[Stored items]
────────────────────────────────────────
PR #713, opened 2022-02-19
Allow disabling swap for MoveWindowTop

cecton:
# Changes
- command `MoveWindowTop` in core allows disabling/enabling automatic swap
- changed `FocusWindowTop` to use struct variant instead of tuple variant (for clarity sake)
- turned `move_focus_common_vars` into a macro to allow flexibly pass any kind and number of parameters
- command in config toml `MoveWindowTop` now accepts a boolean value to disable/enable the swapping (enabled by default to avoid breaking compatibility)
- `MoveWindowTop` can be passed (optional) with a boolean argument in the command pipe. Defaults to swap: true (to avoid breaking change... though I think `false` would be better there imo)

No breaking change has been introduced (hopefully :grin:)

### DIFF
--- a/leftwm-core/src/handlers/command_handler.rs
+++ b/leftwm-core/src/handlers/command_handler.rs
@@ -28,6 +28,21 @@ impl<C: Config, SERVER: DisplayServer> Manager<C, SERVER> {
     }
 }
 
+macro_rules! move_focus_common_vars {
+    ($func:ident ($state:expr $(, $arg:expr )* $(,)? )) => {{
+        let handle = $state.focus_manager.window(&$state.windows)?.handle;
────────────────────────────────────────
HOW TO COMPLETE THIS TASK: For this exercise, copy the lines from the one that contains "(for clarity sake)" through the last line of the records, exactly and only those.

YOUR SOLUTION:
- changed `FocusWindowTop` to use struct variant instead of tuple variant (for clarity sake)
- turned `move_focus_common_vars` into a macro to allow flexibly pass any kind and number of parameters
- command in config toml `MoveWindowTop` now accepts a boolean value to disable/enable the swapping (enabled by default to avoid breaking compatibility)
- `MoveWindowTop` can be passed (optional) with a boolean argument in the command pipe. Defaults to swap: true (to avoid breaking change... though I think `false` would be better there imo)

No breaking change has been introduced (hopefully :grin:)

### DIFF
--- a/leftwm-core/src/handlers/command_handler.rs
+++ b/leftwm-core/src/handlers/command_handler.rs
@@ -28,6 +28,21 @@ impl<C: Config, SERVER: DisplayServer> Manager<C, SERVER> {
     }
 }
 
+macro_rules! move_focus_common_vars {
+    ($func:ident ($state:expr $(, $arg:expr )* $(,)? )) => {{
+        let handle = $state.focus_manager.window(&$state.windows)?.handle;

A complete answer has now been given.